## Stored entries
● ● ● ●

PR #510, opened 2018-11-14
fix bug: creating kudu table multiple times

libenchao:
in `com.datamountaineer.streamreactor.connect.kudu.sink.DbHandler`:createTables, there is no need for the outer loop on `subjects`. And the loop on `subjects` will lead to creating same table multiple times, which will be failed for the second time.

---
This change is [Reviewable](https://reviewable.io/reviews/landoop/stream-reactor/510)


andrewstevenson:
@libenchao Thanks!

PR #515, opened 2018-12-13
Support for Cassandra password file

alfredo-gimenez:
For security/infrastructure reasons we've opted for using password files rather than providing passwords as strings. This implementation is fairly straightforward, though it does prefer using a password file if both are provided.

---
This change is [Reviewable](https://reviewable.io/reviews/landoop/stream-reactor/515)

### DIFF
--- a/kafka-connect-cassandra/src/main/scala/com/datamountaineer/streamreactor/connect/cassandra/CassandraConnection.scala
+++ b/kafka-connect-cassandra/src/main/scala/com/datamountaineer/streamreactor/connect/cassandra/CassandraConnection.scala
@@ -24,6 +24,8 @@ import com.datastax.driver.core.{Cluster, JdkSSLOptions, QueryOptions, Session}
 import com.typesafe.scalalogging.slf4j.StrictLogging
 import org.apache.kafka.common.config.AbstractConfig
 
+import scala.io.Source
+
 /**
   * Set up a Casssandra connection
   **/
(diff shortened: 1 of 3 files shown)


andrewstevenson:
@alfredo-gimenez Does Kafka Connect external secrets not solve your issue? https://cwiki.apache.org/confluence/display/KAFKA/KIP-297%3A+Externalizing+Secrets+for+Connect+Configurations

alfredo-gimenez:
I didn't know about this, but it's exactly what we need, thanks for the pointer! 

If I'm understanding this correctly, we can do (in Kafka 2.0.0+) something like:

```
config.providers=file
config.providers.file.class=org.apache.kafka.connect.configs.FileConfigProvider
config.providers.file.param.path=/my/secret/password/file.txt

connect.cassandra.password=${file:cassandra_password}
```

with `/my/secret/password/file.txt`:

```
cassandra_password=hunter2
```

And as long as the source/sink uses the new `Map<String, String> configs();` in Source/SinkTaskContext, the indirection will be resolved at runtime (which is excellent). 

However, maybe I'm missing something but it doesn't look like the current version actually uses the new `configs()` function. Here: https://github.com/Landoop/stream-reactor/blob/master/kafka-connect-cassandra/src/main/scala/com/datamountaineer/streamreactor/connect/cassandra/sink/CassandraSinkTask.scala#L51 should be patched like:

```
- val taskConfig = Try(new CassandraConfigSink(props))
+ val taskConfig = Try(new CassandraConfigSink(context.configs()))
```
correct?

andrewstevenson:
@alfredo-gimenez I'll take a look.

andrewstevenson:
@alfredo-gimenez #526 should cover this. I'm closing this, reopen if it doesn't work for you

PR #523, opened 2019-01-04
fix records out of order when insert

sdlcwangsong:
When I insert into data to kudu, I got some out of order records in kudu, and I thought this is a bug

---
This change is [Reviewable](https://reviewable.io/reviews/landoop/stream-reactor/523)


andrewstevenson:
@sdlcwangsong Thanks!

PR #529, opened 2019-01-17
fix(kafka-connect-cassandra): Set support on Cassandra Source Connector

sotirissl:
- Fixed Set support on Cassandra Source Connector
- One test case added

Fixes #492

---
This change is [Reviewable](https://reviewable.io/reviews/landoop/stream-reactor/529)

PR #530, opened 2019-01-17
Feature/517

sotirissl:
This change is [Reviewable](https://reviewable.io/reviews/landoop/stream-reactor/530)


Antwnis:
Did we close both #529 and #530 @sotirissl ?

PR #541, opened 2019-02-04
Adds ttl support to redis

masihyeganeh:
It is crucial in my use case for Redis keys to have TTL, so I add it.
I'm not sure if it is the right way or not. but please merge it if it is.

Thanks

---
This change is [Reviewable](https://reviewable.io/reviews/landoop/stream-reactor/541)


Kanris826:
It would be good to see how to use this feature in README.md

PR #557, opened 2019-03-13
Set http basic auth user/password to empty strings

Thor77:
to prevent NullPointerException when using HTTP without setting
authentication credentials.

---
This change is [Reviewable](https://reviewable.io/reviews/landoop/stream-reactor/557)


andrewstevenson:
@Thor77 Thanks!

PR #565, opened 2019-04-09
fix: adds compatibility with messages of type com.tibco.tibjms.Tibjms…

hectorgarzon:
…ObjectMessage

---
This change is [Reviewable](https://reviewable.io/reviews/landoop/stream-reactor/565)


andrewstevenson:
@hectorgarzon I'm going to merge this into master. We generally don't merge into older releases and only fix forward.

● ● ● ●

## TASK REQUIREMENTS
Of the lines above, count those containing the word "Connector", and give the number by itself.

## WRITTEN REPLY
2